(Stored items)
* * * * * * * * *
PR #1473, opened 2017-04-30
Added ExplicitInternalTopLevelRule

masters3d:
closes https://github.com/realm/SwiftLint/issues/58

Benchmark
```
0.001: file_length
0.001: custom_rules
0.001: leading_whitespace
0.003: trailing_newline
0.018: redundant_discardable_let
0.021: force_cast
0.022: shorthand_operator
0.023: force_try
0.023: closing_brace
0.023: empty_parameters
0.025: return_arrow_whitespace
0.028: trailing_semicolon
0.029: void_return
0.032: syntactic_sugar
0.032: todo
0.033: nimble_operator
0.035: operator_whitespace
0.036: statement_position
0.041: implicit_getter
0.041: legacy_cggeometry_functions
0.041: legacy_nsgeometry_functions
0.041: file_header
0.042: legacy_constructor
0.043: trailing_whitespace
0.044: legacy_constant
0.045: sorted_imports
0.056: first_where
0.059: redundant_nil_coalescing
0.093: empty_count
0.096: explicit_internal_toplevel          <------
0.114: vertical_whitespace
0.117: control_statement
0.170: opening_brace
0.200: number_separator
0.278: comma
0.287: mark
0.288: unused_enumerated
0.292: for_where
0.294: class_delegate_protocol
0.300: operator_usage_whitespace
0.302: weak_delegate
0.306: redundant_string_enum_value
0.313: valid_ibinspectable
0.318: private_outlet
0.319: private_unit_test
0.331: overridden_super_call
0.340: prohibited_super_call
0.348: redundant_optional_initialization
0.357: notification_center_detachment
0.361: dynamic_inline
0.366: fatal_error_message
0.374: discarded_notification_center_observer
0.382: type_body_length
0.386: type_name
0.412: attributes
0.412: explicit_init
0.422: unused_optional_binding
0.449: function_parameter_count
0.454: compiler_protocol_init
0.470: identifier_name
0.514: generic_type_name
0.518: cyclomatic_complexity
0.520: object_literal
0.523: nesting
0.542: vertical_parameter_alignment
0.569: closure_parameter_position
0.571: trailing_comma
0.585: large_tuple
0.598: closure_spacing
0.608: function_body_length
0.616: colon
0.693: redundant_void_return
0.719: line_length
0.725: unused_closure_parameter
0.821: empty_parentheses_with_trailing_closure
0.920: closure_end_indentation

```

PR #1476, opened 2017-04-30
Add explicit_top_level_acl opt-in rule

### LINKED ISSUE #58: Validate explicit ACL modifiers for top-level declarations

marcelofabri:
Continued from #1473

Fixes #58

@masters3d I also took the liberty of renaming the rule so hopefully it's clearer what it enforces (the fact that it only checks for `internal` is an implementation detail).

This will probably have different results from #1473 since it validates all declarations (not only types declarations) - I think this is more aligned with @jpsim's original intention in #58.


jpsim:
How about naming this rule `ExplicitTopLevelACL`? `ExplicitACLInTopLevelDeclaration` is a bit wordy.

marcelofabri:
> How about naming this rule `ExplicitTopLevelACL`? `ExplicitACLInTopLevelDeclaration` is a bit wordy.

Sounds good, will rename and push it.

Source/SwiftLintFramework/Rules/ExplicitACLInTopLevelDeclarationRule.swift
```diff
@@ -0,0 +1,80 @@
...
+
+public struct ExplicitACLInTopLevelDeclarationRule: OptInRule, ConfigurationProviderRule {
+    public var configuration = SeverityConfiguration(.warning)
+
+    public init() {}
+
+    public static let description = RuleDescription(
+        identifier: "explicit_acl_in_top_level_declaration",
+        name: "Explicit ACL in Top Level Declaration",
+        description: "Top-level declarations should specify Access Control Labels explicitly.",
```
jpsim: "ACL" stands for "Access Control Level", so perhaps reword to "Top-level declarations should specify Access Control Level keywords explicitly."

jpsim:
🎉

PR #1478, opened 2017-05-01
Add empty_enum_arguments rule

### LINKED ISSUE #1425: Add rule for omitting empty enum with associated value arguments
Currently you can do this:

```swift
enum Foo {
    case bar(String)
}
```

```swift
switch foo {
case .bar(_):
    break
}
```

I think we should add rule to have people remove `(_)`. Note it can also be `(_, _)`.

I've added this regex on our codebase with no false positives: `"\([,\s*_]+\)"`

marcelofabri:
Fixes #1425

### DIFF
--- a/CHANGELOG.md
+++ b/CHANGELOG.md
@@ -36,7 +36,7 @@
   [Marcelo Fabri](https://github.com/marcelofabri)
   [#58](https://github.com/realm/SwiftLint/issues/58)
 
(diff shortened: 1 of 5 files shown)


jpsim:
Awesome! I reviewed all the violations reported by OSSCheck and they look valid. I pushed some small refactors here: bb4c94be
* * * * * * * * *
Once you have read the records above, set each one down again exactly.

PR #1473, opened 2017-04-30
Added ExplicitInternalTopLevelRule

masters3d:
closes https://github.com/realm/SwiftLint/issues/58

Benchmark
```
0.001: file_length
0.001: custom_rules
0.001: leading_whitespace
0.003: trailing_newline
0.018: redundant_discardable_let
0.021: force_cast
0.022: shorthand_operator
0.023: force_try
0.023: closing_brace
0.023: empty_parameters
0.025: return_arrow_whitespace
0.028: trailing_semicolon
0.029: void_return
0.032: syntactic_sugar
0.032: todo
0.033: nimble_operator
0.035: operator_whitespace
0.036: statement_position
0.041: implicit_getter
0.041: legacy_cggeometry_functions
0.041: legacy_nsgeometry_functions
0.041: file_header
0.042: legacy_constructor
0.043: trailing_whitespace
0.044: legacy_constant
0.045: sorted_imports
0.056: first_where
0.059: redundant_nil_coalescing
0.093: empty_count
0.096: explicit_internal_toplevel          <------
0.114: vertical_whitespace
0.117: control_statement
0.170: opening_brace
0.200: number_separator
0.278: comma
0.287: mark
0.288: unused_enumerated
0.292: for_where
0.294: class_delegate_protocol
0.300: operator_usage_whitespace
0.302: weak_delegate
0.306: redundant_string_enum_value
0.313: valid_ibinspectable
0.318: private_outlet
0.319: private_unit_test
0.331: overridden_super_call
0.340: prohibited_super_call
0.348: redundant_optional_initialization
0.357: notification_center_detachment
0.361: dynamic_inline
0.366: fatal_error_message
0.374: discarded_notification_center_observer
0.382: type_body_length
0.386: type_name
0.412: attributes
0.412: explicit_init
0.422: unused_optional_binding
0.449: function_parameter_count
0.454: compiler_protocol_init
0.470: identifier_name
0.514: generic_type_name
0.518: cyclomatic_complexity
0.520: object_literal
0.523: nesting
0.542: vertical_parameter_alignment
0.569: closure_parameter_position
0.571: trailing_comma
0.585: large_tuple
0.598: closure_spacing
0.608: function_body_length
0.616: colon
0.693: redundant_void_return
0.719: line_length
0.725: unused_closure_parameter
0.821: empty_parentheses_with_trailing_closure
0.920: closure_end_indentation

```

PR #1476, opened 2017-04-30
Add explicit_top_level_acl opt-in rule

### LINKED ISSUE #58: Validate explicit ACL modifiers for top-level declarations

marcelofabri:
Continued from #1473

Fixes #58

@masters3d I also took the liberty of renaming the rule so hopefully it's clearer what it enforces (the fact that it only checks for `internal` is an implementation detail).

This will probably have different results from #1473 since it validates all declarations (not only types declarations) - I think this is more aligned with @jpsim's original intention in #58.


jpsim:
How about naming this rule `ExplicitTopLevelACL`? `ExplicitACLInTopLevelDeclaration` is a bit wordy.

marcelofabri:
> How about naming this rule `ExplicitTopLevelACL`? `ExplicitACLInTopLevelDeclaration` is a bit wordy.

Sounds good, will rename and push it.

Source/SwiftLintFramework/Rules/ExplicitACLInTopLevelDeclarationRule.swift
```diff
@@ -0,0 +1,80 @@
...
+
+public struct ExplicitACLInTopLevelDeclarationRule: OptInRule, ConfigurationProviderRule {
+    public var configuration = SeverityConfiguration(.warning)
+
+    public init() {}
+
+    public static let description = RuleDescription(
+        identifier: "explicit_acl_in_top_level_declaration",
+        name: "Explicit ACL in Top Level Declaration",
+        description: "Top-level declarations should specify Access Control Labels explicitly.",
```
jpsim: "ACL" stands for "Access Control Level", so perhaps reword to "Top-level declarations should specify Access Control Level keywords explicitly."

jpsim:
🎉

PR #1478, opened 2017-05-01
Add empty_enum_arguments rule

### LINKED ISSUE #1425: Add rule for omitting empty enum with associated value arguments
Currently you can do this:

```swift
enum Foo {
    case bar(String)
}
```

```swift
switch foo {
case .bar(_):
    break
}
```

I think we should add rule to have people remove `(_)`. Note it can also be `(_, _)`.

I've added this regex on our codebase with no false positives: `"\([,\s*_]+\)"`

marcelofabri:
Fixes #1425

### DIFF
--- a/CHANGELOG.md
+++ b/CHANGELOG.md
@@ -36,7 +36,7 @@
   [Marcelo Fabri](https://github.com/marcelofabri)
   [#58](https://github.com/realm/SwiftLint/issues/58)
 
(diff shortened: 1 of 5 files shown)


jpsim:
Awesome! I reviewed all the violations reported by OSSCheck and they look valid. I pushed some small refactors here: bb4c94be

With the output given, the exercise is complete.